Extracted material:
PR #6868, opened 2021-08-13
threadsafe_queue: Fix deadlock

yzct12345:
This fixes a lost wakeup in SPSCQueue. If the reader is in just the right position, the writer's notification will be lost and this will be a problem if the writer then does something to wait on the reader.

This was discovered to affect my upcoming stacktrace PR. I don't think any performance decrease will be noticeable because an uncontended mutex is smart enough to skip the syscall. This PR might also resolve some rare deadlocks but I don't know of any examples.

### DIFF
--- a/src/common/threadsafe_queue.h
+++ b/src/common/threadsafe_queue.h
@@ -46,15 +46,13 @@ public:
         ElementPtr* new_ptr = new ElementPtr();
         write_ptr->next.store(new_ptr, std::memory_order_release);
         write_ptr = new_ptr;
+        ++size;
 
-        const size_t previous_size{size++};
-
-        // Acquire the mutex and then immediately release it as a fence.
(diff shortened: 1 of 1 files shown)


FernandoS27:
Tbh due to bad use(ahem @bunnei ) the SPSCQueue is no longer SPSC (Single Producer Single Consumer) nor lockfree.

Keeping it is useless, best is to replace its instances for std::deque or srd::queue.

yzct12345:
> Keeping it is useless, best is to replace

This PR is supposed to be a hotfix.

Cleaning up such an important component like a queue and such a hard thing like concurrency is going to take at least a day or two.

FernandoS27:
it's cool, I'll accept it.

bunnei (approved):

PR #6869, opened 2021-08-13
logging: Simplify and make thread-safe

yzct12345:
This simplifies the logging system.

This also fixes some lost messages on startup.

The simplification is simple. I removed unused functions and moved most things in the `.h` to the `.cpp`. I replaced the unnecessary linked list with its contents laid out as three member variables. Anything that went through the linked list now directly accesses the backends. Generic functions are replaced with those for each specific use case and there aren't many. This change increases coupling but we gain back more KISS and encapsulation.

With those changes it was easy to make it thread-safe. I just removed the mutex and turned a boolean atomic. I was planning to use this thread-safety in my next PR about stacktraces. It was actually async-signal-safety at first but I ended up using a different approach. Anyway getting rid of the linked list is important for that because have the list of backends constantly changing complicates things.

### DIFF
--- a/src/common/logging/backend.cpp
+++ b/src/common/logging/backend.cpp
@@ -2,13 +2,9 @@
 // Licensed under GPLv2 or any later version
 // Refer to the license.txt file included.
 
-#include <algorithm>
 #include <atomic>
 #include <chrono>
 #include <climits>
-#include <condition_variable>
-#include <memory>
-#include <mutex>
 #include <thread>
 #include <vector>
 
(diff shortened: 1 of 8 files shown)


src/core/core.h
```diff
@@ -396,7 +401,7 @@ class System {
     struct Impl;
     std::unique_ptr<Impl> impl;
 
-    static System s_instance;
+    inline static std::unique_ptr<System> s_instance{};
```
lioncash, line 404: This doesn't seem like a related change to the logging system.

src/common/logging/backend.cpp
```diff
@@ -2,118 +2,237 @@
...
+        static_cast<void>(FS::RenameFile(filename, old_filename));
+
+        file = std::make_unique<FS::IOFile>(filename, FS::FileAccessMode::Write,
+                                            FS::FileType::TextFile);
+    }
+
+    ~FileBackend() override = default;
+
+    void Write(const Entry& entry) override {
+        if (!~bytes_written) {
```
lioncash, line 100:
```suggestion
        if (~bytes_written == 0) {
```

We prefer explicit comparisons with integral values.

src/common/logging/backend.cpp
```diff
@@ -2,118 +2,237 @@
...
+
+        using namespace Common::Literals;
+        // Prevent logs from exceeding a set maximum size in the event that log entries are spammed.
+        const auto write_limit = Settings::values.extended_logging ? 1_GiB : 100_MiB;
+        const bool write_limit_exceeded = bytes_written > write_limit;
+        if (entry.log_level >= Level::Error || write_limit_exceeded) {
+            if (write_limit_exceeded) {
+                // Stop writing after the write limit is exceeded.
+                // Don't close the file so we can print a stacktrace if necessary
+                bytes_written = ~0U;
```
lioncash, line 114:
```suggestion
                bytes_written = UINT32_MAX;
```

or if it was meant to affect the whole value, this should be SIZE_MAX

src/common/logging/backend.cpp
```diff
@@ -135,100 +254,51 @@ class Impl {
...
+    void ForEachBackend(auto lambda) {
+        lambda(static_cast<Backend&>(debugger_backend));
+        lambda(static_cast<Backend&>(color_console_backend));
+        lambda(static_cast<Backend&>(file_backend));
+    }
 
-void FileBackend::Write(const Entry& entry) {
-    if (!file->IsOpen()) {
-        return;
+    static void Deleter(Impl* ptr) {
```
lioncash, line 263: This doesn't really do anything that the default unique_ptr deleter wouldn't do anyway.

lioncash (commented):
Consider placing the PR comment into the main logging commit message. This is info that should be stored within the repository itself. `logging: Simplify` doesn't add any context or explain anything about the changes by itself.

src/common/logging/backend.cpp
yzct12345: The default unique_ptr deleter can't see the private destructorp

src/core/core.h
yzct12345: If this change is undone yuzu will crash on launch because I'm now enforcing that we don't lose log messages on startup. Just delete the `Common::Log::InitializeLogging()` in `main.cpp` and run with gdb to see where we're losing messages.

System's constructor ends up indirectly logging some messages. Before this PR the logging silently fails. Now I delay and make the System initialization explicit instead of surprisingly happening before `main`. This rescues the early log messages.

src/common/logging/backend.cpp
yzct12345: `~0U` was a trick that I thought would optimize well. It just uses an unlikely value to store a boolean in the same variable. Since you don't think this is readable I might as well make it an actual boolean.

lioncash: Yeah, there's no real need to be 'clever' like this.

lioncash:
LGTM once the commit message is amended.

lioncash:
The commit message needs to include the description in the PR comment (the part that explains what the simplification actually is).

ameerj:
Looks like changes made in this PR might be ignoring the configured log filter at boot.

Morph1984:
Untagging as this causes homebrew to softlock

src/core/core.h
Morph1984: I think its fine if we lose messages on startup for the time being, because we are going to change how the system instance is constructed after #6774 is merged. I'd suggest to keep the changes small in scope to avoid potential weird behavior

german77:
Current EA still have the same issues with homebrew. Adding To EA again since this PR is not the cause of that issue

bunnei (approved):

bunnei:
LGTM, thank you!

--

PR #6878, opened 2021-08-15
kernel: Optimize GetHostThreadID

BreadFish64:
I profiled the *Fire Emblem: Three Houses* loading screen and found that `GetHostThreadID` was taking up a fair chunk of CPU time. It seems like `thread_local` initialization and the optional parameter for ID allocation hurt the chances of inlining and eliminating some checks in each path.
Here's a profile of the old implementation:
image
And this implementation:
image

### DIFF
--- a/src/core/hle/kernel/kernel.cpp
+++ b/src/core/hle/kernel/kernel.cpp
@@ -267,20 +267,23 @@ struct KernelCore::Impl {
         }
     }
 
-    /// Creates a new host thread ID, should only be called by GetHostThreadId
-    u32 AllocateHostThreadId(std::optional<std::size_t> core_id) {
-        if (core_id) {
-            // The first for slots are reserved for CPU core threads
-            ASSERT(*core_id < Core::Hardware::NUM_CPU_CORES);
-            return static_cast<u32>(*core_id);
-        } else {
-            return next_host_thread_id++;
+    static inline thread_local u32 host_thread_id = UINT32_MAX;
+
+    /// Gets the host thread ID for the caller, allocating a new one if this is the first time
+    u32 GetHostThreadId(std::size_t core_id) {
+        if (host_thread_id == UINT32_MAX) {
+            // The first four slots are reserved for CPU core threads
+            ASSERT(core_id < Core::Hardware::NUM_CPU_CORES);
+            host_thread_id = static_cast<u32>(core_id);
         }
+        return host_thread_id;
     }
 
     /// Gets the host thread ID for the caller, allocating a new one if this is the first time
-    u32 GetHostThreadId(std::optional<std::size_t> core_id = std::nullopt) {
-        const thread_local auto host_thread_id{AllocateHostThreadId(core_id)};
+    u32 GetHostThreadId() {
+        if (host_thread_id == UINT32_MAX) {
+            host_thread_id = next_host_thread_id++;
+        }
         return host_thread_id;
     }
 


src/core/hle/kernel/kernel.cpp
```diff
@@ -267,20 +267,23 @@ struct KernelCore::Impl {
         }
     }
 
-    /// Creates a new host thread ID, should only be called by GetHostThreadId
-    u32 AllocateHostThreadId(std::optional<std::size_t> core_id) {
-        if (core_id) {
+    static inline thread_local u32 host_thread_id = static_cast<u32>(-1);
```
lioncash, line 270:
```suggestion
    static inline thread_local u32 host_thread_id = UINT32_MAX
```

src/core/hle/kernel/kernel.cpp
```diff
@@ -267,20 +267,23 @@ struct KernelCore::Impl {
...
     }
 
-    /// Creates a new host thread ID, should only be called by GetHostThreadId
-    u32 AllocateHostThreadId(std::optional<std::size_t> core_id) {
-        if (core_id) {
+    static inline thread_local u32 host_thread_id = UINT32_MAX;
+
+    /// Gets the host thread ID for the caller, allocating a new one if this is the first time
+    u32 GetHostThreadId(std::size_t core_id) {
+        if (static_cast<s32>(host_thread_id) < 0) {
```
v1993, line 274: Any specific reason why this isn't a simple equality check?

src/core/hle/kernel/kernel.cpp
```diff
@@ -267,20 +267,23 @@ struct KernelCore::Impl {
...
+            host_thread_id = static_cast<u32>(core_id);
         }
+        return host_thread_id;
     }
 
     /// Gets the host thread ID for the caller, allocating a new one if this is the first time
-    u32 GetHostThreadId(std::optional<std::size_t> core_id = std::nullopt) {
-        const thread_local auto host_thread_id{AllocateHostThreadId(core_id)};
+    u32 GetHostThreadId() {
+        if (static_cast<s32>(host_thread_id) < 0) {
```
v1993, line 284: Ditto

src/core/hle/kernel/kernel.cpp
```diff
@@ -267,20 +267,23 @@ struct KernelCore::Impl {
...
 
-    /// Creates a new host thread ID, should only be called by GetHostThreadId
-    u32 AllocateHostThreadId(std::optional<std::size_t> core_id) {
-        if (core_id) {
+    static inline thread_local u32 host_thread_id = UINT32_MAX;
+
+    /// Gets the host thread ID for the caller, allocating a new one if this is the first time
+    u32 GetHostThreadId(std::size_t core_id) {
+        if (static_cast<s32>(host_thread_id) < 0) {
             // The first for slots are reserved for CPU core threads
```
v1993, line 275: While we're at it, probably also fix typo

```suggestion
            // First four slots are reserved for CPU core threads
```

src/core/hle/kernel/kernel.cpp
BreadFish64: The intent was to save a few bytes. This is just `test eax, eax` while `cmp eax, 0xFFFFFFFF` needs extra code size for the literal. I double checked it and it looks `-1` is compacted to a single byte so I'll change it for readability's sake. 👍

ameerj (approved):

Work request:
If a line in the records has the word "lioncash", copy that line.

Response:
lioncash, line 404: This doesn't seem like a related change to the logging system.
lioncash, line 100:
lioncash, line 114:
lioncash, line 263: This doesn't really do anything that the default unique_ptr deleter wouldn't do anyway.
lioncash (commented):
lioncash: Yeah, there's no real need to be 'clever' like this.
lioncash:
lioncash:
lioncash, line 270:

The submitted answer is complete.